Collected data entries:
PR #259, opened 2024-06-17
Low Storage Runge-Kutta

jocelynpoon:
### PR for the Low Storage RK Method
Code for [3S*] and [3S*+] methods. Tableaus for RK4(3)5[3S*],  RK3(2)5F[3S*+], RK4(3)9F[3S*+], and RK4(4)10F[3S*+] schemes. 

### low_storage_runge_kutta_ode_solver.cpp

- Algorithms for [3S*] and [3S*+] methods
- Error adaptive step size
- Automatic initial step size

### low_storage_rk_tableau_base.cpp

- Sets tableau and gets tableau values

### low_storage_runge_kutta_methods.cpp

* * *

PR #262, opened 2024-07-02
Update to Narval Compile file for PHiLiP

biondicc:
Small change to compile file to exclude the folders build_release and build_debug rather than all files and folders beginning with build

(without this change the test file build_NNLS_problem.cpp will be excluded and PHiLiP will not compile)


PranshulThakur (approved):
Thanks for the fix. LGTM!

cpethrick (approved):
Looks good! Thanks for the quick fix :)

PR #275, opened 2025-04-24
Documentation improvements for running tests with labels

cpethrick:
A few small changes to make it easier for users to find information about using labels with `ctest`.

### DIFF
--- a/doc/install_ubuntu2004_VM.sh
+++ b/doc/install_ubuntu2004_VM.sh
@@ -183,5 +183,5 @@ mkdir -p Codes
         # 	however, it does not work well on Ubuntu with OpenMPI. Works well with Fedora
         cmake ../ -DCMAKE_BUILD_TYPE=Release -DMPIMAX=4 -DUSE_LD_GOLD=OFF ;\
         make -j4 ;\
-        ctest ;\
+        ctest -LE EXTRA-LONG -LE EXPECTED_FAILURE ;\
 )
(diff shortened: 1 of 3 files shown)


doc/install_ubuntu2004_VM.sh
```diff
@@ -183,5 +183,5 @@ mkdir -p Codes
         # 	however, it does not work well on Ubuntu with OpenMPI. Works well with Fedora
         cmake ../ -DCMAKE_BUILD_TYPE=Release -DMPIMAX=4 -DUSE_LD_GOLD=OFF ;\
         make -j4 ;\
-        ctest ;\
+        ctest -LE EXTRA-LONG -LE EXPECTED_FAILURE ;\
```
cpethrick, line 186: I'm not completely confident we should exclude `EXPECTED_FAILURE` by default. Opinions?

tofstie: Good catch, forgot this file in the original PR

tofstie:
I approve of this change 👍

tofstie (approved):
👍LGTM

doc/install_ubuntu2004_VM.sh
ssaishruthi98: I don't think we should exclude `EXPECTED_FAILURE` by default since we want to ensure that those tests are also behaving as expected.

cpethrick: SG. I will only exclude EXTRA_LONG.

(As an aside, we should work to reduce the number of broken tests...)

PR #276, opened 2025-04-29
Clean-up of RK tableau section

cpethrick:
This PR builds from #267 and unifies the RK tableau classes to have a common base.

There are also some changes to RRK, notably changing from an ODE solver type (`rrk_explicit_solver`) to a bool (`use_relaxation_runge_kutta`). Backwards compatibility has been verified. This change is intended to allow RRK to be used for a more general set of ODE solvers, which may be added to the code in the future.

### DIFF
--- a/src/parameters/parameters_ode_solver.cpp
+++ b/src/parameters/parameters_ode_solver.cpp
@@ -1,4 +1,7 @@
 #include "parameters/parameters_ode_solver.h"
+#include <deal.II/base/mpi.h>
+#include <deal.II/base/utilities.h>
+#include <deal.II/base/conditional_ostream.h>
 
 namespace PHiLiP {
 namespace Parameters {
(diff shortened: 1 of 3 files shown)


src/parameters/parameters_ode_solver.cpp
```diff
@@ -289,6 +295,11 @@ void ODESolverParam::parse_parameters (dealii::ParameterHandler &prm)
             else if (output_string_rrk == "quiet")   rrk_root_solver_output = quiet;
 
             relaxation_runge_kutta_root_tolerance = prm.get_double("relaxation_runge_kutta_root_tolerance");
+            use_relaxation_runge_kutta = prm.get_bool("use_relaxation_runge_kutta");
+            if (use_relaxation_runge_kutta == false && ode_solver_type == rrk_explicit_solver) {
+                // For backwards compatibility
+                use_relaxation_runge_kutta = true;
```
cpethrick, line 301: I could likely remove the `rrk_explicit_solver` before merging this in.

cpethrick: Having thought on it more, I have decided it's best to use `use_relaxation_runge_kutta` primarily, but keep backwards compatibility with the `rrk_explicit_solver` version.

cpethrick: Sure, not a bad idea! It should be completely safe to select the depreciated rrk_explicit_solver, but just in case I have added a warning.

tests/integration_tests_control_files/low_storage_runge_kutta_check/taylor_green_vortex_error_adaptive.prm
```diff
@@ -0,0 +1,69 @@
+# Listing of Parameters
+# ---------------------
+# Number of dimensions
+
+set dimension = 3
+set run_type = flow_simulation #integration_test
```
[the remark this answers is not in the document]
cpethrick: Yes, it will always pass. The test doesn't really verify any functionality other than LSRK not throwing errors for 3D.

**Exercise requirements:**
Search the entries for the word "size" and gather every line where it appears.

**Solution below:**
- Error adaptive step size
- Automatic initial step size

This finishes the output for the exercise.